- Born: 1952 (age 73–74) Toronto, Ontario, Canada
- Education: York University
- Occupations: entrepreneur, comedian, actor
- Known for: Yuk Yuk's comedy clubs

= Mark Breslin =

Canadian comedian and businessman (born 1952)

Mark Breslin, is a Canadian entrepreneur, producer, stand-up comedian and actor best known for being the co-founder (along with Joel Axler) of Yuk Yuk's, the largest chain of comedy clubs in Canada. On December 29, 2017, he was appointed a Member of the Order of Canada by Julie Payette, Governor General of Canada.

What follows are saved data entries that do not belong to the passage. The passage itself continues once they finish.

PR #116, opened 2023-09-29
Mirrors branch deniallugo-pla-539-refactor-should_stop_execution from…

Deniallugo:
… private at a4d5ca6625210471d9de66d61e7c9a41a336afb8

# What ❔

## Checklist

### DIFF
--- a/CODEOWNERS
+++ b/CODEOWNERS
@@ -2,4 +2,3 @@
 .github/release-please/** @RomanBrodetski @perekopskiy @Deniallugo @popzxc
 **/CHANGELOG.md @RomanBrodetski @perekopskiy @Deniallugo @popzxc
 CODEOWNERS @RomanBrodetski @perekopskiy @Deniallugo @popzxc
-.github/workflows/** @matter-labs/devops
--- a/core/lib/zksync_core/src/api_server/execution_sandbox/error.rs
+++ b/core/lib/zksync_core/src/api_server/execution_sandbox/error.rs
@@ -61,6 +61,10 @@ impl From<Halt> for SandboxExecutionError {
             Halt::FailedToAppendTransactionToL2Block(reason) => {
                 SandboxExecutionError::Revert(reason, vec![])
             }
+            Halt::TracerCustom(reason) => SandboxExecutionError::Revert(reason, vec![]),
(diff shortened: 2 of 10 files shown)


CODEOWNERS
StanislavBreadless, line 1: Are you sure it should be in the scope of this PR?

core/lib/zksync_core/src/api_server/execution_sandbox/error.rs
```diff
@@ -61,6 +61,10 @@ impl From<Halt> for SandboxExecutionError {
             Halt::FailedToAppendTransactionToL2Block(reason) => {
                 SandboxExecutionError::Revert(reason, vec![])
             }
+            Halt::TracerCustom(reason) => SandboxExecutionError::Revert(reason, vec![]),
+            Halt::ValidationOutOfGas => Self::UnexpectedVMBehavior(
```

Breslin graduated from York University with a B.A. Honours in English Literature. Soon after graduating, he became Director of Theatre and Music for Harbourfront Corporation, an innovative cultural organization which produces events and activities at numerous venues on Toronto's waterfront. He is a founding member of the Canadian Comedy Awards, and was a comedy mentor for the B.C. Festival of the Arts.

In 1976, Breslin and his collaborator Joel Axler opened the first Yuk Yuk's, in the basement of Toronto's 519 Church Street Community Centre. Two years later, Breslin and Axler opened Yuk Yuk's first permanent venue at 1280 Bay Street in the Yorkville district. Over the next few decades, Yuk Yuk expanded its presence nationally and internationally. There are ten clubs across Canada.

Breslin made several guest appearances in the Robocop: The Series television series. He also worked as a consultant writer for 27 episodes and appeared in an episode of Kenny Vs Spenny. His most recent film credit was as "Bob" in the movie Confessions of a Porn Addict.

Breslin has produced such television programs as The Late Show with Joan Rivers for Fox Broadcasting, Yuk Yuk's - the TV show for CBC Television, Mondo Taboo pay-per-view specials for The Movie Network and The Yuk Yuk's Great Canadian Laugh Off annual TV special for The Comedy Network, which he also hosts. He was executive producer on Friday Night with Ralph Benmergui for CBC TV and Yuk Yuk's 25th Anniversary Special for the Comedy Network. He was also a story consultant for the first two seasons of Kenny vs Spenny for CBC TV and Showcase and an associate producer of Petal Pushers on HGTV.

In addition to television, Breslin has also worked in radio, developing "Live from Yuk Yuk's", a daily radio show syndicated by the Telemedia Radio Network on over 80 stations coast to coast. Breslin was the program director and an on-air personality on the XM Satellite Radio channel Laugh Attack, which features predominantly Canadian comedy and is Canada's only 24-hour Canadian comedy channel. He hosted call-in shows on Q107 and CFRB and has appeared as a featured panelist on multiple episodes of ROB TV's The ArtS Panel and Global Television's Grumps. He has written four books so far: Zen and Now (Somerville House), a Brian Mulroney joke book Son of a Meech (Random House), and an autobiographical novel, Control Freaked (Insomniac Press). Breslin also wrote and narrated two 5-CD audio book, published by HarperCollins, titled Yuk Yuk’s Guide to Canadian Stand-Up and Rarities and Road Warriors. Add to this, book reviews for The Globe and Mail, The Toronto Star and Quill and Quire, and a monthly comedy column for the Village Post Magazine. He also wrote a weekly movie review column alongside Richard Crouse in the Metro newspaper.

In 2014, Breslin was included in the Toronto Stars list of 180 most influential people to come out of Toronto.